Germany must continue to bolster the climate-security nexus in two traditional ways: by strengthening resilience to climate impacts – particularly in world regions already acutely affected by climate change – and by helping to maintain a stable global climate by consistently reducing emissions.

Germany should focus on those fields where it can rework dependencies into partnerships and gain autonomy of action vis-à-vis Russia.

Germany needs a multidimensional risk assessment that integrates geopolitics, human security, and economic dependencies alongside climate and environmental factors to make its partnerships and cooperation sustainable.

Please note that the online version of this DGAP Policy Brief below does not include footnotes. To see them, please read the PDF version here.

A peaceful, value-based order is inconceivable in an intemperate global climate. That there can thus be no peace without climate protection is an obvious takeaway from the latest Assessment Report of the Intergovernmental Panel on Climate Change (IPCC), which lays out in painful detail the consequences of climate change. Therefore, the German government is right to speak in ambitious terms about the need to work toward a more coherent climate foreign policy and the need for diplomatic engagement in its December 2021 coalition agreement.

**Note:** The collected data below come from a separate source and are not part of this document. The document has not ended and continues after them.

Issue #6189, opened 2023-03-20
Optimize log printing to be more informative in showing the progress 


heyufan1995:

mingxin-zheng:
Reopen this as the request is not fully completed yet.

wyli:
addressed by algo template updates

PR #6243, opened 2023-03-27
[WIP] Add RankFilter to skip logging when the rank is not meeting criteria

### LINKED ISSUE #6230: optionally skip logging when rank >0
it's useful to remove the logging handlers when rank > 0, example code:

```py
import logging
import torch.distributed as dist
from monai.apps.auto3dseg.auto_runner import logger


def mute_logger(_logger):
    if _logger.hasHandlers():
        for h in list(_logger.handlers):
            _logger.removeHandler(h)
    _logger.addHandler(logging.NullHandler())


logger.warning("logging start")  # example of logging (all ranks)
if dist.is_available() and dist.is_initialized() and dist.get_rank() > 0:
    mute_logger(logger)
logger.warning("logging end")  # example of logging (only rank 0)
```

would be great to make it a generic utility in monai:
- adds the capability of 'unmute'
- adds the support of modifying any monai logger -- `logging.getLogger("name")`
- when starting a logger, provides an option of rank0 only?

mingxin-zheng:
Fixes #6230 and a part of #6189 

### Description

The RankFilter class is a convenient filter that extends the Filter class in the Python logging module.
The purpose is to control which log records are processed based on the rank in a distributed environment.

### Types of changes

### DIFF
--- a/monai/utils/dist.py
+++ b/monai/utils/dist.py
@@ -12,6 +12,8 @@
 from __future__ import annotations
 
 import sys
+from collections.abc import Callable
+from logging import Filter
 
 if sys.version_info >= (3, 8):
     from typing import Literal
@@ -26,7 +28,7 @@ from monai.utils.module import min_version, optional_import
 
 idist, has_ignite = optional_import("ignite", IgniteInfo.OPT_IMPORT_VERSION, min_version, "distributed")
 
-__all__ = ["get_dist_device", "evenly_divisible_all_gather", "string_list_all_gather"]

In that agreement, the government also announced its intention to write a National Security Strategy (NSS). When describing her plans for the NSS in March 2022, Foreign Minister Annalena Baerbock underlined that climate policy would be one of its central fields of action. She framed climate issues in the term “security for the fundamental necessities of our lives,” which she named as one of three pillars of German security policy alongside “the invulnerability of our lives” (i.e., physical safety) and the protection of “the freedom of our lives” (under the umbrella of democratic societies and the rule of law).

Consultations on the NSS are now underway in a security environment that has radically changed. These are no longer times of peace but of war. Classic questions of territorial integrity and national and allied defense, as well as the reform of the Bundeswehr, are at the center of debate. Russia’s war of aggression in Ukraine has also forced policy-makers to solve the problem of negative dependencies – from energy supplies to economic relations with major powers such as authoritarian China.

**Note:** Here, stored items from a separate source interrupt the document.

PR #8748, opened 2026-02-22
Use [] and {} instead of list() and dict()

benediktjohannes:
### Description
See also #8747 

### Types of changes

### DIFF
--- a/monai/transforms/inverse.py
+++ b/monai/transforms/inverse.py
@@ -277,8 +277,8 @@ class TraceableTransform(Transform):
                     msg += f" for key {key}"
 
                 pend = out_obj.pending_operations[-1]
-                statuses = pend.get(TraceKeys.STATUSES, dict())
-                messages = statuses.get(TraceStatusKeys.PENDING_DURING_APPLY, list())
+                statuses = pend.get(TraceKeys.STATUSES, {})
+                messages = statuses.get(TraceStatusKeys.PENDING_DURING_APPLY, [])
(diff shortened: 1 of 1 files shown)


benediktjohannes:
@coderabbitai do you agree with these changes?

benediktjohannes:
Wow! I am amazed how cool this tool is, I thought that this would definitely not work, just to chat here with the AI, very nice and helpful for workflows! Appreciate it! 👍

ericspod:
Hi @benediktjohannes I commented in another PR about replacing names like this with literal syntax. I suppose this saves a name lookup but I wonder if the interpreter doesn't replace these things automatically anyway. Do you actually see any speedup here? There's probably many other places in MONAI that should have this done as well.

benediktjohannes:
> Hi @benediktjohannes I commented in another PR about replacing names like this with literal syntax. I suppose this saves a name lookup but I wonder if the interpreter doesn't replace these things automatically anyway. Do you actually see any speedup here? There's probably many other places in MONAI that should have this done as well.

I think (back then (it's already been 4 weeks now, so I'm not quite sure), I've searched for all those list() things) and it should be worth merging, see here https://towardsdatascience.com/no-and-list-are-different-in-python-8940530168b0/

ericspod (approved):
We can merge this too, but as I said it's something that would only matter in very high frequency code.

benediktjohannes:
Thanks, See #8747 please

PR #8750, opened 2026-02-22
Follow-up for Fixing SSIM Test Method Names

benediktjohannes:
This fixes some other issues which were described in #8746 .

### Description
This is a follow-up for #8746, thanks and credits to @ericspod! 👍 

### Types of changes

### DIFF
--- a/tests/metrics/test_ssim_metric.py
+++ b/tests/metrics/test_ssim_metric.py
@@ -45,7 +45,7 @@ class TestSSIMMetric(unittest.TestCase):
         metric(preds, target)
         result = metric.aggregate()
         expected_value = 0.050103
-        self.assertTrue(expected_value - result.item() < 0.000001)
+        self.assertTrue(abs(expected_value - result.item()) < 0.000001)
 
     def test_3d_gaussian(self):
         set_determinism(0)
--- a/tests/metrics/test_ssim_metric.py
+++ b/tests/metrics/test_ssim_metric.py
@@ -21,7 +21,7 @@ from monai.utils import set_determinism
 
 class TestSSIMMetric(unittest.TestCase):
 
-    def test2d_gaussian(self):
+    def test_2d_gaussian(self):
         set_determinism(0)
         preds = torch.abs(torch.randn(2, 3, 16, 16))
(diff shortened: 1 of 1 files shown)


ericspod:
Hi @benediktjohannes, please look at what coderabbit as said here, the other method names also should be changed as they aren't getting run as tests it seems and line 35 should be `self.assertTrue(abs(expected_value - result.item()) < 1e-6)` . Thanks!

tests/metrics/test_ssim_metric.py
```diff
@@ -34,7 +34,7 @@ def test2d_gaussian(self):
         expected_value = 0.045415
         self.assertTrue(expected_value - result.item() < 0.000001)
```
ericspod:
```suggestion
        self.assertTrue(abs(expected_value - result.item()) < 0.000001)
```

tests/metrics/test_ssim_metric.py
```diff
@@ -47,7 +47,7 @@ def test2d_uniform(self):
         expected_value = 0.050103
         self.assertTrue(expected_value - result.item() < 0.000001)
```
ericspod:
```suggestion
        self.assertTrue(abs(expected_value - result.item()) < 0.000001)
```

ericspod (approved):

benediktjohannes:
Thanks for approving this! Unforetunately, we got an OS error in Lint

ericspod:
> Thanks for approving this! Unforetunately, we got an OS error in Lint

When the other checks pass try rerunning the job, this was an issue with a previous PR as well. I thought this was addressed earlier but I need to get back to my Actions overhaul PR.

benediktjohannes:
> > Thanks for approving this! Unforetunately, we got an OS error in Lint
> 
> When the other checks pass try rerunning the job, this was an issue with a previous PR as well. I thought this was addressed earlier but I need to get back to my Actions overhaul PR.

Thanks for the information! I think I don't have permissions to rerun jobs, but now all seem to pass except for one which is waiting for status to be reported, seems to be broken because it's been 3 hours already.

PR #8751, opened 2026-02-22
Use {} for better performance in dict()

benediktjohannes:
### Description
Follow-up for #8748 and so on (I'll combine these changes in future 👍)

### Types of changes

### DIFF
--- a/monai/apps/auto3dseg/auto_runner.py
+++ b/monai/apps/auto3dseg/auto_runner.py
@@ -229,7 +229,7 @@ class AutoRunner:
             input = os.path.join(os.path.abspath(work_dir), "input.yaml")
             logger.info(f"Input config is not provided, using the default {input}")
 
-        self.data_src_cfg = dict()
+        self.data_src_cfg = {}
         if isinstance(input, dict):
             self.data_src_cfg = input
         elif isinstance(input, str) and os.path.isfile(input):


ericspod:
Hi @benediktjohannes I not sure this change is really necessary. I know I merged the previous PR about replacing `tuple()` with `()` but I'm not sure that would actually do anything. Here I think `dict()` and `{}` should be the same thing, and regardless the constructor is called only the once typically. Do you actually see any speedup from this?

benediktjohannes:
> Hi @benediktjohannes I not sure this change is really necessary. I know I merged the previous PR about replacing `tuple()` with `()` but I'm not sure that would actually do anything. Here I think `dict()` and `{}` should be the same thing, and regardless the constructor is called only the once typically. Do you actually see any speedup from this?

We replaced this in #1423 e.g. in line "properties = dict()" to "properties = {}" as well, so I think it's better.

benediktjohannes:
cc @ericspod

ericspod (approved):

ericspod:
I can merge this now but the thing with these minor changes is that they would only matter in high frequency code anyway. The lookup time saved only matters if the line is executed a very large number of times.

benediktjohannes:
@ericspod thanks! Could you please also merge the one in the hot loop path? This should be way more important. Thanks!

In short, the war has placed the focus of German security on core tasks while it has made far-sighted cooperation around the protection of global goods like the climate much harder. And yet, the security threat posed by climate change is only increasing. Short-term but catastrophic weather events are a direct threat to human life. Slow-onset climate impacts are leading to the degradation of land, water, and air quality; droughts are leading to crop losses. Accompanied by geopolitical shocks, all are dynamically changing the strategic context. Against this backdrop, Germany should not lose sight of its ambition to promote climate security.

This paper identifies three policy areas that are of central importance for the NSS when it comes to climate protection:

  1. Comprehensive emission reductions, including in the security sector
  2. Energy security through (renewable) energy cooperation
  3. Resilience to security risks arising from growing climate impacts in terms of conflict, social fragmentation, and displacement

These fields – already centrally important to German security in their own right – also impact classical security issues and offer Germany a degree of autonomy in handling them.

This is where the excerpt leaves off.